The ionization constant of dimethylamine is $5.4 \times 10^{-4}$. Calculate its degree of ionization in its $0.02 \ M$ solution. What percentage of dimethylamine is ionized if the solution is also $0.1 \ M$ in $NaOH$?

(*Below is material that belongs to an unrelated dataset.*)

Issue #3304, opened 2020-04-06
WebjarService broken on Windows for assets with more than 3 path components


fthomas:
I think [this change](https://github.com/http4s/http4s/commit/464060da6c146e3b96a65843f62168e9658c4eb1#diff-be6c03bb38414d6fc44166edc99f910aR98) (which was part of the fix for GHSA-66q9-f7ff-mmx6) has partially broken the `WebjarService` on Windows. A `Path` with more than three components will result in a `WebjarAsset` where the `asset` field contains backslashes as path separator. The `asset` field is then later used to load a resource which fails because the resource name contains backslashes. For example, trying to load the webjar resource `bootstrap/3.3.7/js/bootstrap.js` results in a `WebjarAsset("bootstrap", "3.3.7", "js\bootstrap.js")` which is then later used to load the resource `"META-INF/resources/webjars/bootstrap/3.3.7/js\bootstrap.js"`.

(N/A) $K_{b} = 5.4 \times 10^{-4}$
$c = 0.02 \ M$
For a weak base,the degree of ionization $\alpha$ is given by $\alpha = \sqrt{\frac{K_{b}}{c}}$.
$\alpha = \sqrt{\frac{5.4 \times 10^{-4}}{0.02}} = \sqrt{270 \times 10^{-4}} = 0.1643$.
When $0.1 \ M \ NaOH$ is added,it acts as a strong base and provides $0.1 \ M \ OH^{-}$ ions.
$(CH_{3})_{2}NH + H_{2}O \longleftrightarrow (CH_{3})_{2}NH_{2}^{+} + OH^{-}$
Initial: $0.02 \ M \quad 0 \quad 0.1 \ M$
Equilibrium: $(0.02 - x) \ M \quad x \ M \quad (0.1 + x) \ M$
Since $K_{b}$ is small,$x$ is negligible compared to $0.02$ and $0.1$.
$K_{b} = \frac{x(0.1)}{0.02} = 5.4 \times 10^{-4}$
$x = \frac{5.4 \times 10^{-4} \times 0.02}{0.1} = 1.08 \times 10^{-4} \ M$.
Percentage ionization $= \frac{x}{c} \times 100 = \frac{1.08 \times 10^{-4}}{0.02} \times 100 = 0.54 \%$.